Cell Structure and Function

Cells are the fundamental units of life, and their structure is closely related to their function. Understanding the differences between cell types and their organelles is essential for grasping how life operates at the microscopic level.

Structure relates to function: The shape and organization of a cell and its components enable it to perform specific tasks efficiently.

Microscopy and Cell Study

Light Microscopes: Allow observation of living cells but cannot resolve small organelles. Image quality depends on magnification, resolution, and contrast.
Scanning Electron Microscopes (SEM): Provide detailed 3D images of cell surfaces.
Transmission Electron Microscopes (TEM): Reveal internal structures of cells.

Cell Fractionation

Cell fractionation is a laboratory technique used to separate organelles from cells, allowing for the study of individual cell components.

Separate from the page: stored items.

PR #19, opened 2020-05-12
First draft of reduction script

SimonHeybrock:
See comments and TODOs in script.


sans/reduction.ipynb
```diff
@@ -0,0 +1,400 @@
...
+    "def extract_monitor_background(data, begin, end):\n",
+    "    background = background_mean(data, 'tof', begin, end)\n",
+    "    del background.coords['sample_position'] # ensure unit conversion treats this a monitor\n",
+    "    background = sc.neutron.convert(background, 'tof', 'wavelength')['spectrum', 0]\n",
+    "    background = sc.rebin(background, 'wavelength', wavelength_bins)\n",
+    "    return background\n",
+    "\n",
+    "def setup_transmission(data):\n",
+    "    incident_beam = extract_monitor_background(data['spectrum', 0:1], 40000.0*sc.units.us, 99000.0*sc.units.us)\n",
+    "    transmission = extract_monitor_background(data['spectrum', 3:4], 88000.0*sc.units.us, 98000.0*sc.units.us)\n",
```
SimonHeybrock, line 198: @OwenArnold @nvaytet Note the hack here to use range-based slice `['spectrum', 0:1]`. What we actually want is `['spectrum', 0]`, but this drops the position coord and unit conversion will not work any more. What is the best way to address this, here and in general? Should we store a workspace containing only monitors as a dataset instead, so this changes from:
```python
data['spectrum', 0:1]
```
to
```python
data['monitor17']
```
?

SimonHeybrock: Actually that does not work, because the positions coords of the monitors conflict when added to a `Dataset`.

SimonHeybrock: Maybe it should simply be a dict of data arrays?

SimonHeybrock: @OwenArnold @nvaytet The issue with the requirement to use range-slicing here is interesting, because it highlights a difference between xarray and scipp, and may point at a potential solution:

**xarray**
- Slicing without range in xarray *preserves* all coordinates (even those of dims that are sliced, they become scalar).
- Modifications via non-range slices works because xarray *compares only dimension-coords* in operations.

**scipp**
- Slicing without range *drops* coords along dims that are sliced.
- Modification via non-range slices works because (despite scipp comparing *all coords, including non-dimension-coords) there are no conflicting coords.

**Question**

What is the right approach? Obviously both work. The question is: Do we **need** comparison of non-dimension coords, i.e., is this a valuable safety net, or more of a hindrance (causing problems such as dropped position coord when extracting a single spectrum via slicing)?

OwenArnold: From the sounds of it, the `scipp` approach seems like the correct one to me. What we would be doing otherwise is still having coords with some special case loss of integrity rules for non-dimension-coords?

I can't see the advantage of preserving the coord as a scalar when non-range slicing? Maybe this is useful for diagnostics down the line?

SimonHeybrock: > I can't see the advantage of preserving the coord as a scalar when non-range slicing? Maybe this is useful for diagnostics down the line?

By far more than diagnostics. For example, to extract a single spectrum. Right now you lose the position information and will not be able to run unit conversion any more.

SimonHeybrock: Have a look at http://xarray.pydata.org/en/stable/computation.html#coordinates. They have three examples there:

```python
# slicing x
arr[1] - arr[0] # no x coord
arr[0] + 1 # has x coord
arr[0] - arr[0] # has x coord,
```

In scipp, none of these have an x coord. The maybe more relevant case is the reverse though: Consider a 1D data array that represents a TOF monitor. It should have a `position` coord, such that unit conversion works. This is not a dimension coord, because `position` is not a dimension of the monitor. Scipp will however prevent binary operations in this case --- users are forced to change the coord to an attribute.

Now, I am wondering if non-dimension coords in xarray behave almost like attributes in scipp?

Writing this, I am wondering if this could solve some of our issues with unit conversions: The problem was that we have to switch, e.g., positions from coord to attributes when doing a conversion to wavelength, such that we can then normalize to a monitor (which would have a conflicting position):
```python
# data has dims=('spectrum', 'tof'), `position` is a non-dimension coord
data = sc.neutron.convert(data, 'tof', 'wavelength') # weird coord->attr juggling, partially broken
```

 Now, with xarrays behavior for non-dimension coords, our conversion could be:
```python
# data has dims=('position', 'tof'), `position` is a dimension coord
data = sc.neutron.convert(data, {'source-pos', 'sample-pos', 'position', 'tof'}, {'theta', 'wavelength'})
# data has dims=('theta', 'wavelength')
# new coord `theta` is dimension coord
# `position` is a non-dimension coord
```
Ignoring things like `source-position` and `sample-position` coords, this appears to solve some (not all) of the issues we had:
- No weird/surprising changes between coords and attributes.
- Normalizing to monitor works, since position is not a dimension coord.
- Theta (needed for `Q` later) is naturally there, no need to compute it based on position *attribute*.

Downsides/unclear:
- Adding, e.g., data and monitor to the same dataset will drop scalar position coord of monitor (if data is added first), `dataset['monitor']` will not show position.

Prokaryotic vs. Eukaryotic Cells

Prokaryotic Cells: Found in bacteria and archaea. Characterized by the absence of a nucleus and membrane-bound organelles. DNA is located in the nucleoid region. These cells are generally smaller and simpler than eukaryotic cells.
Eukaryotic Cells: Found in plants, animals, fungi, and protists. Characterized by the presence of a nucleus and membrane-bound organelles. These cells are larger and more complex.

Basic Features of All Cells

Plasma membrane
Cytoplasm
DNA (genetic material/chromosomes)
Ribosomes

Plasma Membrane Structure

The plasma membrane is a selectively permeable barrier composed of a phospholipid bilayer with embedded proteins, cholesterol, and carbohydrates. It regulates the movement of substances into and out of the cell.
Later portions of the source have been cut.